May 4th, 2013 Posted by | Tags: ,

While we’re just about to finally get that Lobo DLC for Injustice: Gods Among Us, Netherrealm Studios just released confirmation that the second character on that list will be none other than Batgirl. Because the game needed more Batman characters. Regardless, this only supports a rumored list of downloadable characters that’s been making the rounds. I’ll continue these updates for each official reveal. Even if the rumored fourth named isn’t even a DC comic character.

BATGIRL

Alias: Barbara Gordon, Oracle
First Appearance: Detective Comics #359 (1967)
Powers: Skilled martial artist and acrobat, super intelligent, world’s greatest hacker
Other Media: A lot of Batman cartoons, the 60’s Batman show and also that one movie that killed Alicia Silverstone’s career

The original, original Batgirl was Betty Kane. Back in the early 60’s, writers decided to fight the claim that Batman and Robin were gay by introducing Batwoman and Bat-Girl. Betty and her aunt Kathy had a thing for Batman and Robin, so they started fighting crime for the sake of tapping that Bat-ass. They made a handful of appearances, but faded into obscurity. Betty came back eventually and found a new identity as Flamebird (much like Nightwing, Flamebird is a name of an old Kryptonian superhero). She was recently seen fighting crime along with the current Batwoman, her cousin Kate Kane. The two had a falling out and Flamebird went off to patrol the streets alone. She received a grave injury and was last seen hospitalized.

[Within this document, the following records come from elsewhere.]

PR #396, opened 2016-09-24
Creates LifereaApplication type

Leiaz:
Currently when Liferea is already started, another call to liferea or
liferea --add-feed will run `db_init`, etc ... But this is only needed
in the primary instance. By using GApplication's "startup" signal, the
init is only done in the primary instance. And the "shutdown" signal
doing the deinit is also handled only in the primary instance.

Using the "handle-local-options" signal from GApplication allows some
options like version to be handled in the local instance. I didn't find
an equilavent to set_summary set_description and set_translation_domain
when adding the option entries to GApplication. The translation still
works.

Opening an url (without the --add-feed option) calls open on the primary
instance without extra code needed.

The feed:https:// scheme is handled in the "open" callback, as GFile
appears to be mangling it a bit ... That way the liferea-add-feed script
is no longer needed, subscriptions can be added by opening urls with
liferea (and the add-feed option is also not needed).

@lwindolf  By the way, thanks for the new powers :)


GreenLunar:
Very good!

paulgevers:
When this is merged, I suggest to enhance the "exec" field in the desktop file as well (I believe it should be "%u").

Leiaz:
We could also add [DBus application launching](https://wiki.gnome.org/HowDoI/DBusApplicationLaunching).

Barbara Gordon was the adopted daughter of Commissioner Gordon. A librarian during the day, she felt the need to do something to help her father and ultimately do good. Despite Batman trying to shut her down, she refused to give up her persona as Batgirl. She became a huge hit, due to being a more independent female role model and was popular enough to become a major character in the final season of the 60’s Batman show. A season that occurred a year after her debut.

Batgirl mostly teamed up with Robin and Supergirl, having a romantic relationship with the former. In the late-80’s, writer Alan Moore changed the Batgirl game with his Joker-centric story Killing Joke, where the Joker decided to prove a point by screwing up Commissioner Gordon’s life so hard that he’d make him snap. This included Joker shooting Barbara in the stomach, which shattered her spine. He removed Barbara’s clothes and snapped photos in order to torture her father more, though it’s been insisted by the author that Joker didn’t go further with her. The comic ended with a meaningful scene that involved Batman and Joker laughing together as Batman took Joker into custody. Barbara – paralyzed from the gunshot – wasn’t really pleased with that. Guess you just had to be there.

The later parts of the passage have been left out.